HemAcure: Application of combined gene and cell therapy within an implantable therapeutic device for the treatment of severe haemophilia A
The bleeding disease haemophilia A is caused by a genetic deficiency in clotting factor VIII (FVIII). At stage the therapies for treating haemophilia A mainly involve the application of recombinant factor VIII (rFVIII) which implies that patients need regular infusions with this factor. Thus, a permanent solution in the form of cell therapy is an extremely attractive approach for the treatment of this bleeding disease.
The innovative idea behind HemAcure: The isolation of endothelial cells from peripheral blood of haemophilia A patients and FVIII gene correction of those cells. The transduced cells will then be transplanted into the patient in a medical device designed for therapeutic cells (Cell PouchTM).
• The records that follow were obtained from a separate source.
PR #23, opened 2020-10-24
add vocolinc flowerbud chars

adrum:
[This product](https://www.vocolinc.com/products/flowerbud-smart-diffuser) has some custom characteristics to operate as a diffuser, despite being classified as a humidifier. This adds the ability to use these characteristics.

### DIFF
--- a/aiohomekit/model/services/service.py
+++ b/aiohomekit/model/services/service.py
@@ -41,7 +41,10 @@ class Characteristics:
         matches = iter(self)
 
         if char_types:
-            char_types = [(c if len(c) == 36 else CharacteristicsTypes.get_uuid(c)) for c in char_types]
+            char_types = [
+                (c if len(c) == 36 else CharacteristicsTypes.get_uuid(c))
+                for c in char_types
+            ]
             matches = filter(lambda char: char.type in char_types, matches)
 
         return matches
--- a/aiohomekit/model/services/service.py
+++ b/aiohomekit/model/services/service.py
@@ -41,10 +41,7 @@ class Characteristics:
         matches = iter(self)
 
         if char_types:
-            char_types = [
-                (c if len(c) == 36 else CharacteristicsTypes.get_uuid(c))
-                for c in char_types
-            ]
+            char_types = [CharacteristicsTypes.get_uuid(c) for c in char_types]
             matches = filter(lambda char: char.type in char_types, matches)
 
         return matches
--- a/aiohomekit/model/services/service.py
+++ b/aiohomekit/model/services/service.py
@@ -41,7 +41,7 @@ class Characteristics:
         matches = iter(self)
 
         if char_types:
-            char_types = [CharacteristicsTypes.get_uuid(c) for c in char_types]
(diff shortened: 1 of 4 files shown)


aiohomekit/model/services/service.py
```diff
@@ -41,7 +41,10 @@ def filter(self, char_types=None) -> Iterable[Characteristic]:
         matches = iter(self)
 
         if char_types:
-            char_types = [CharacteristicsTypes.get_uuid(c) for c in char_types]
+            char_types = [
+                (c if len(c) == 36 else CharacteristicsTypes.get_uuid(c))
```
Jc2k, line 45: Can we do this normalisation in get_uuid?

adrum: Yes, I originally had it there. I will add it back and update the tests.

Jc2k:
Are you planning to add these to HA? There is not really a good story for vendor extensions there yet. I guess the vague plans are:

* Vendor extensions that can be modelled as standalone sensors and binary_sensors (and then related to the main entity via the device registry) should be. (There was a recent decision that even the "battery charging" attribute should be an entity in its own right. Because of that decision I won't be adding any more attributes without input from HA core devs). This is complicated because right now. There is an assumption of 1 entity per service. So some refactoring will be required. I have a branch in progress for this but it was more work than I had time for at the time.

* Potentially allow some of the more complicated entity types like climate to be subclassed, loading the subclass if all of its required vendor extensions are detected. This would allow some thermostats the ability to use presets, for example. I do not want to have vendor specific logic in the main entities.  Again, refactoring will be needed here.

* While I am fine with using vendor extensions to implement existing HA interfaces/patterns/services/etc I am really really reluctant to add support for vendor extensions that don't map to anything on the HA side and can only be interacted via vendor specific service calls, especially especially for devices I don't have.

aiohomekit/model/services/service.py
Jc2k: Brilliant, thank you. When that's done I can push a tag/pypi release with it merged for you if you'd like?

adrum:
@Jc2k I am planning on utilizing this in HA. I have 2 PRs pretty much ready to go, but is related to this PR and utilizes vendor specific chars.

- The first one is to support a per HAP spec Humidifier/Dehumidifier. 

- The other will be to support this specific VOCOLinc product, as an alternative Humdifier/Dehumidifer. It won't have any vendor specific service calls associated with it, and will work only by utilizing the HA humidifier controls. The PR only leverages one of the chars introduced here, but I went ahead and threw in the rest of the chars.

They both will map to the humdifier entity in HA.

Jc2k:
Nice! Sounds like it aligns with my thinking on case 2 then! Great news, i look forward to reviewing those PR's as well!

Jc2k (approved):

Jc2k:
I've run out of time tonight but I'll try and push out a tag tomorrow.

adrum:
@Jc2k Can you tag a new release? I have the PR ready for this in HA.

The cells in this kind of cell bag are connected with the bloodstream of the patient and shall allow a continuous release of FVIII into the patient’s blood. The overall aim of this new approach is to significantly improve the quality of life of haemophilia A patients and reduce the side effects of the disease.
The project is coordinated by the University Hospital of Würzburg (UKW) and started on November 1st, 2015. A total of about 5.6 million Euros has been awarded to the consortium by the European Union within Horizon 2020 to run the project over three years.